- **RECORDS TO USE**:
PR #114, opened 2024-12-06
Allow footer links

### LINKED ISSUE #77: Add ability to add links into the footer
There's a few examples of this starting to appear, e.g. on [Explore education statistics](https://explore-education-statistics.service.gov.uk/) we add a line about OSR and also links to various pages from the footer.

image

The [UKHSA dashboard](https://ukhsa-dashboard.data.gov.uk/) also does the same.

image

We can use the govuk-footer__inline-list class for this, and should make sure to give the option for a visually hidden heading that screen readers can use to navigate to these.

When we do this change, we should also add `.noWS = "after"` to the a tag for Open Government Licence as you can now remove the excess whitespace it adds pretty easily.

- **EXERCISE DIRECTIONS**:
The lines to report are those in the material above that contain the word "should"; copy every one of them.

- **OUTPUT BELOW**:
We can use the govuk-footer__inline-list class for this, and should make sure to give the option for a visually hidden heading that screen readers can use to navigate to these.
When we do this change, we should also add `.noWS = "after"` to the a tag for Open Government Licence as you can now remove the excess whitespace it adds pretty easily.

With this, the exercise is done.